The place of religion in our society is an exalted one, achieved through a long tradition of reliance on the home, the church and the inviolable citadel of the individual heart and mind. We have come to recognize through bitter experience that it is not within the power of government to invade that citadel, whether its purpose or effect be to aid or oppose, to advance or retard. In the relationship between man and religion, the State is firmly committed to a position of neutrality. Though the application of that rule requires interpretation of a delicate sort, the rule itself is clearly and concisely stated in the words of the First Amendment.

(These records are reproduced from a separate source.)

PR #199169, opened 2026-05-22
[clang-format] Add a dependent build target to check-clang-format

owenca:
This makes check-clang-format automatically builds clang-format-check-format, which checks that the new clang-format doesn't break the existing format of the clang-format source.


HazardyKnusperkeks (approved):

Meinersbur:
This broke the LLVM build when using LLVM_ENABLE_IDE. I fixed it in #199638.

In any case, I don't think this is a good approch. Attaching the check to `check-clang-format` only will not run this check with `check-clang` (or `check`). So those commands don't check everything anymore. In particular, I think neither the premerge-CI nor the buildbots run `check-clang-format`, just `check-clang`.

PR #199170, opened 2026-05-22
[Verifier] Add missing null-check.

jlebar:
[Verifier] Add missing null-check.

visitProfMetadata's was using the result of dyn_extract without first
checkout that it's non-null.  Thus one could crash the verifier by
providing invalid IR.

This bug was found by a large run of Opus 4.7 looking for bugs in LLVM.


boomanaiden154 (approved):

jlebar:
Thank you for the review!

PR #196330, opened 2026-05-07
Don't use libcalls for i128<->fp conversion on 32-bit targets

nikic:
The libcalls are only available on 64-bit.

I wonder whether I should be dropping some of the test coverage affected here. The generated implementations are very large, and I'm not sure all of these tests really provide value. It's not like anyone will be able to determine correctness based on the generated assembly.

Fixes https://github.com/llvm/llvm-project/issues/196107.

PR #199174, opened 2026-05-22
[ExpandIRInsts] Support llvm.fpto{u,s}i.sat

jlebar:
Previously, running ExpandIRInsts on a program which needs to expand a
vector fptoui.sat would hit llvm_unreachable, because the `scalarize`
function didn't handle this intrinsic.

This bug was found by a large run of Opus 4.7 looking for bugs in LLVM.


llvm/lib/CodeGen/ExpandIRInsts.cpp
```diff
@@ -1133,6 +1133,11 @@ static void scalarize(Instruction *I,
     else if (auto *CastI = dyn_cast<CastInst>(I))
       NewOp = Builder.CreateCast(CastI->getOpcode(), Ext,
                                  I->getType()->getScalarType());
+    else if (auto *II = dyn_cast<IntrinsicInst>(I);
+             II && (II->getIntrinsicID() == Intrinsic::fptoui_sat ||
+                    II->getIntrinsicID() == Intrinsic::fptosi_sat))
```
nikic: Should assert this instead.

nikic (approved):
LGTM. This is already part of https://github.com/llvm/llvm-project/pull/196330 but fine to fix separately.

llvm/lib/CodeGen/ExpandIRInsts.cpp
jlebar: Done, thanks!

boomanaiden154:
I'll take care of the profcheck failure. I thought we had mostly fixed ExpandIRInsts by now, but apparently not.

jlebar:
> I'll take care of the profcheck failure.

Thank you!

PR #191246, opened 2026-04-09
[AMDGPU] A Vulkan-style memory model weaker than the LLVM model

ssahasra:
Add a new AMDGPU memory model specification that is weaker than the LLVM memory model using Vulkan-style availability/visibility semantics and scoped operations. The model allows more efficient implementations while maintaining a safe-by-default mapping to the standard LLVM model.

**RFC:** https://discourse.llvm.org/t/a-vulkan-style-memory-model-for-amdgpu-and-beyond/90498

Related changes:

- #191390
- #199489

PR #172090, opened 2025-12-12
AMDGPU: Add builtin/intrinsic global_(load|store)_b128

macurtis-amd:
Add clang builtins and associated llvm intrinsics for scoped load/store of 128bits

New builtins:
1. `__builtin_amdgcn_global_load_b128` ([documentation](https://github.com/macurtis-amd/llvm-project/blob/global-load-store-b128/clang/docs/LanguageExtensions.rst#__builtin_amdgcn_global_load_b128-and-__builtin_amdgcn_global_store_b128), [test/examples](https://github.com/macurtis-amd/llvm-project/blob/global-load-store-b128/clang/test/CodeGenOpenCL/builtins-amdgcn-global-load-store.cl))
2. `__builtin_amdgcn_global_store_b128` ([documentation](https://github.com/macurtis-amd/llvm-project/blob/global-load-store-b128/clang/docs/LanguageExtensions.rst#__builtin_amdgcn_global_load_b128-and-__builtin_amdgcn_global_store_b128), [test/examples](https://github.com/macurtis-amd/llvm-project/blob/global-load-store-b128/clang/test/CodeGenOpenCL/builtins-amdgcn-global-load-store.cl))

And corresponding intrinsics:
1. `llvm.amdgcn.global.load.b128` ([documentation](https://github.com/macurtis-amd/llvm-project/blob/global-load-store-b128/llvm/docs/AMDGPUUsage.rst) - search for intrinsic name, [test/examples](https://github.com/macurtis-amd/llvm-project/blob/global-load-store-b128/llvm/test/CodeGen/AMDGPU/llvm.amdgcn.global.load.b128.ll) )
2. `llvm.amdgcn.global.store.b128` ([documentation](https://github.com/macurtis-amd/llvm-project/blob/global-load-store-b128/llvm/docs/AMDGPUUsage.rst) - search for intrinsic name, [test/examples](https://github.com/macurtis-amd/llvm-project/blob/global-load-store-b128/llvm/test/CodeGen/AMDGPU/llvm.amdgcn.global.load.b128.ll) )

These will initially be used by [RCCL](https://github.com/ROCm/rccl) to address some low-level performance issues.

PR #199176, opened 2026-05-22
[AMDGPU][Clang] add __builtin_amdgcn_av_(load|store)_b128

ssahasra:
These builtins allow the program to request store-available and load-visible accesses as described in #191246. Each of them takes a __MEMORY_SCOPE_* operand that is then translated to target-specific cache policy bits.

This patch was extracted from #172090.

Co-authored-by: macurtis-amd <macurtis@amd.com>
Assisted-by: Claude Opus 4.6


clang/docs/LanguageExtensions.rst
```diff
@@ -5754,6 +5756,32 @@ returns the bit at the position of the current lane. It is almost equivalent to
 ``(mask & (1 << lane_id)) != 0``, except that its behavior is only defined if
 the given mask has the same value for all active lanes of the current wave.
 
+
+__builtin_amdgcn_av_{load,store}_b128
```
shiltian, line 5762: AMDGPU's builtins need to be documented in `clang/include/clang/Basic/BuiltinsAMDGPUDocs.td` at least.

https://llvm.org/docs/AMDGPU/DeveloperGuideline.html#document-new-builtins

clang/test/SemaOpenCL/builtins-amdgcn-global-load-store-target-error.cl
```diff
@@ -0,0 +1,26 @@
...
+
+// RUN: %clang_cc1 -cl-std=CL2.0 -triple amdgcn-unknown-unknown -target-cpu gfx602 -DTEST_STORE -S -verify -o - %s
+// RUN: %clang_cc1 -cl-std=CL2.0 -triple amdgcn-unknown-unknown -target-cpu gfx705 -DTEST_STORE -S -verify -o - %s
+// RUN: %clang_cc1 -cl-std=CL2.0 -triple amdgcn-unknown-unknown -target-cpu gfx810 -DTEST_STORE -S -verify -o - %s
+// REQUIRES: amdgpu-registered-target
+
+typedef __attribute__((__vector_size__(4 * sizeof(unsigned int)))) unsigned int v4u32;
+typedef v4u32 __global *global_ptr_to_v4u32;
+
+#ifdef TEST_LOAD
```
shiltian: Do we really need to use macro here? There are definitely some test cases that emit errors from different functions but w/o using macro.

clang/test/SemaOpenCL/builtins-amdgcn-global-load-store-error.cl
```diff
@@ -0,0 +1,22 @@
+// RUN: %clang_cc1 -cl-std=CL2.0 -triple amdgcn-unknown-unknown -target-cpu gfx950         -S -verify -o - %s
```
jmmartinez, line 1: Can you add a test in `SemaHIP` where we test that the proper usage of these builtins validate for host and device?

Something like:

```cpp
// RUN: %clang_cc1 -fsyntax-only -triple amdgcn -target-cpu gfx90a -verify %s -fcuda-is-device
// RUN: %clang_cc1 -fsyntax-only -triple x86_64 -aux-triple amdgcn -verify %s
```

In the past we had some builtins that failed when building for the host (even though the calls are on the device side).

clang/include/clang/Basic/BuiltinsAMDGPU.td
```diff
@@ -280,6 +280,19 @@ def __builtin_amdgcn_raw_ptr_buffer_load_async_lds : AMDGPUBuiltin<"void(__amdgp
...
+// Global Available/Visible memory accesses.
+//===----------------------------------------------------------------------===//
+
+def __builtin_amdgcn_av_load_b128
+    : AMDGPUBuiltin<"_ExtVector<4, unsigned int>(_ExtVector<4, unsigned int> *, int)", [], "gfx9-insts"> {
+  let Documentation = [DocAVLoadB128];
+}
+def __builtin_amdgcn_av_store_b128
+    : AMDGPUBuiltin<"void(_ExtVector<4, unsigned int> *, _ExtVector<4, unsigned int>, int)", [], "gfx9-insts"> {
+  let Documentation = [DocAVStoreB128];
```
shiltian, line 294: We can add `let Args = ...` here to make the document easier to follow, when we mentioned the argument names in the doc string.

clang/include/clang/Basic/BuiltinsAMDGPU.td
```diff
@@ -280,6 +280,19 @@ def __builtin_amdgcn_raw_ptr_buffer_load_async_lds : AMDGPUBuiltin<"void(__amdgp
 def __builtin_amdgcn_struct_ptr_buffer_load_lds : AMDGPUBuiltin<"void(__amdgpu_buffer_rsrc_t, void address_space<3> *, _Constant unsigned int, int, int, int, _Constant int, _Constant int)", [], "vmem-to-lds-load-insts">;
 def __builtin_amdgcn_struct_ptr_buffer_load_async_lds : AMDGPUBuiltin<"void(__amdgpu_buffer_rsrc_t, void address_space<3> *, _Constant unsigned int, int, int, int, _Constant int, _Constant int)", [], "vmem-to-lds-load-insts">;
 
+//===----------------------------------------------------------------------===//
+// Global Available/Visible memory accesses.
+//===----------------------------------------------------------------------===//
+
+def __builtin_amdgcn_av_load_b128
+    : AMDGPUBuiltin<"_ExtVector<4, unsigned int>(_ExtVector<4, unsigned int> *, int)", [], "gfx9-insts"> {
```
shiltian: I'd prefer to use a dedicated feature instead of `gfxXYZ-insts`. That would be more future-proof in case a future target doesn't fully support `gfx9-insts` (for example, not a full set to qualify for that feature) but still supports this specific functionality.

shiltian (approved):

clang/docs/LanguageExtensions.rst
ssahasra: Done.

clang/include/clang/Basic/BuiltinsAMDGPU.td
ssahasra: Done.

clang/include/clang/Basic/BuiltinsAMDGPU.td
ssahasra: Thanks for catching that! The intrinsics already use `FlatGlobalInsts`, so updated the builtins to check the same. This is a reasonable proxy feature when we want to say "support cache policy bits from gfx9 onwards for global and flat". Cache policy bits existed prior to gfx9 for flat insts, but there's no real reason to extend support earlier than gfx9, which introduced those bits for global insts.

clang/test/SemaOpenCL/builtins-amdgcn-global-load-store-target-error.cl
ssahasra: Replaced that with the use of `split-file`.

PR #226, opened 2025-02-12
PFS-171 Download fee accrual report

josephsmith0705:


finance-api/internal/filestorage/client.go
```diff
@@ -53,22 +53,17 @@ func NewClient(ctx context.Context, region string, iamRole string, endpoint stri
...
-	output, err := c.s3.GetObject(ctx, &s3.GetObjectInput{
-		Key:    &fileName,
-		Bucket: &bucketName,
-	})
-	if err != nil {
-		return nil, err
+func (c *Client) GetFile(ctx context.Context, bucketName string, filename string, versionID string) (*s3.GetObjectOutput, error) {
+	var awsVersionId *string
+
+	if versionID != "" {
```
denialanderror, line 59: Why would the versionID ever be empty? This was added as a security protection, as it is a auto-generated UUID that prevents a user from attempting to access a file by modifying the base64'd JSON.

finance-api/internal/service/process_finance_admin_upload.go
```diff
@@ -16,14 +16,14 @@ import (
 )
 
 func (s *Service) ProcessFinanceAdminUpload(ctx context.Context, detail shared.FinanceAdminUploadEvent) error {
-	file, err := s.fileStorage.GetFile(ctx, os.Getenv("ASYNC_S3_BUCKET"), detail.Filename)
+	file, err := s.fileStorage.GetFile(ctx, os.Getenv("ASYNC_S3_BUCKET"), detail.Filename, "")
```
denialanderror, line 19: I'd rather we had two similar functions with different signatures than one function that accepts empty strings. This runs the risk of a misconfiguration error, where a string value is meant to be passed in but isn't set correctly.

denialanderror (changes requested):

finance-api/internal/filestorage/client.go
josephsmith0705: Scratch that, there's no way to get the version ID without just getting the whole latest file, and it wouldn't really have any security effects anyway. I've set every other usage of this 'getObject' to use the version ID, but this one needs to get the latest one every time

finance-api/internal/reports/generate_report.go
```diff
@@ -28,6 +53,20 @@ func (c *Client) GenerateAndUploadReport(ctx context.Context, reportRequest shar
 		return
 	}
 
+	if reportRequest.ReportType == shared.ReportsTypeAccountsReceivable &&
+		*reportRequest.AccountsReceivableType == shared.AccountsReceivableTypeFeeAccrual {
+		payload, err := c.createDownloadFeeAccrualNotifyPayload(reportRequest.Email, requestedDate)
+		if err != nil {
+			logger.Error("failed to generate notify payload", "error", err)
```
Nicholassully, line 60: Not sure it matters that much but for consistency  logger.Error("failed to generate notify payload", "error", err) be logger.Error("failed to generate notify payload", "err", err)

Nicholassully (dismissed):

Nicholassully (approved):

PR #233, opened 2025-02-19
pfs-216 ingest unapplied payments

Nicholassully:


denialanderror (changes requested):
You have a new billing history event but no corresponding template, so this isn't going to render anything

denialanderror (changes requested):
I'm a bit confused why there is a new billing event where the template is identical to an existing one. Either SOP unallocated events need to be displayed differently, in which case the template should differ from the payment-processed-event, or it doesn't and it should just trigger the existing event.

denialanderror (approved):

PR #234, opened 2025-02-20
PFS-237: created by ids

denialanderror:


finance-api/internal/service/service.go
```diff
@@ -65,3 +67,8 @@ func (s *Service) BeginStoreTx(ctx context.Context) (*store.Tx, error) {
 
 	return store.NewTx(tx), nil
 }
+
+func (*Service) WithCancel(ctx context.Context) (context.Context, context.CancelFunc) {
```
Nicholassully, line 71: Just for my understanding what is this function doing? Is it just in case the transaction fails there is context to delete the request?

Nicholassully (approved):

finance-api/internal/service/service.go
denialanderror: Pretty much. The returned CancelFunc is deferred, so when the context is cancelled, e.g. due to an error, the deferred function is called, which in the case of a DB transaction will roll it back.

This was already being done in the code but it just returns a context.Context, whereas we now need an auth.Context. Therefore, we need to create the cancel context and then add it to our context type. Instead of repeating that pattern everywhere, I created this helper function to abstract that out.

PR #238, opened 2025-02-26
pfs-269 change the migration to check for two columns

Nicholassully:


denialanderror (changes requested):
You cannot alter an existing migration. Not only has this already been run and so won't be picked up, if it was run it would result in undefined behaviour.

PR #256, opened 2025-03-19
Attempt to fix generated reports not uploading

josephsmith0705:


denialanderror (approved):
Would be good to know why this fixed the issue

josephsmith0705:
> Would be good to know why this fixed the issue

That extra defer file.close seems to be closing the file before it can be uploaded, causing this error: "serialization failed: seek: file already closed"

PR #268, opened 2025-03-28
PFS-234: Misapplied payments

denialanderror:


finance-api/internal/service/process_payments.go
```diff
@@ -0,0 +1,260 @@
...
+		return shared.TransactionTypeOPGBACSPayment, nil
+	case shared.ReportTypeUploadPaymentsSupervisionCheque:
+		return shared.TransactionTypeSupervisionChequePayment, nil
+	case shared.ReportTypeUploadDirectDebitsCollections:
+		return shared.TransactionTypeDirectDebitPayment, nil
+	}
+	return shared.TransactionTypeUnknown, fmt.Errorf("unknown upload type")
+}
+
+func parseAmount(amount string) (int32, error) {
```
Nicholassully, line 69: Could you walk me through this function please?

denialanderror: This is the same function that was in process_finance_admin_upload, it has just been moved. It takes string amount as currency and converts it into an integer.

finance-api/cmd/api/process_upload.go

While the neutrality that Justice Clark advocated for in his opinion determined a fair and legal environment for American school children, the decision was seen by some critics, and to the delight of Madalyn Murray, as the utter removal of God and the Bible from the American public school system, which they perceived as another example of America being pushed further away from its core Christian ideals.

 

American Atheism and the First Amendment

Though we might view these two decisions as discursive examples of Atheist Americans determining a definition of America Atheism, expressed via their language and later activism, they likewise define the role that Atheists play in defining American religion, a curious rapport unique to the United States. The relationship between ‘church’ and ‘state’ in America is predicated on the First Amendment, but in particular on the first sixteen words of the First Amendment and its two religion clauses: “Congress shall make no law respecting an establishment of religion, or prohibiting the free exercise thereof.” While the latter of these clauses exists to protect the beliefs and practices (to an extent) of religious Americans, the former exists to ensure those beliefs and practices are not hindered by an established, “official” religion. It is this clause that has defined America as ‘exceptional’ to other nations since its adoption in 1791, and it is also where we find a seemingly paradoxical relationship between the First Amendment’s protection of religious freedom, and the manner with which it equally protects the beliefs of American Atheists.

These two decisions represent disestablishment cases, and in bringing their challenges to the Supreme Court, these two female Atheist Americans provided a ‘check’ against the unconstitutional establishment of one particular religion over another. So, by defending their First Amendment rights as Atheists, and in order to protect themselves from the encroachment of religion in the public sphere, these women guaranteed the continuation of American religious freedom, even though they themselves were not, per se, religious. Their fight to ensure that the wall of separation between church and state remained strong helped to re-define American religion in the twentieth century, particularly in regard to the notion that regardless of tradition or majority standing, no American religious belief may outrank another. In setting these precedents, and just as much as they support my use of them as unique Atheist discourses, these decisions likewise lend credence to the idea that Atheists, and in this case Atheist women, play a much larger role in defining American religion than we might have previously assumed.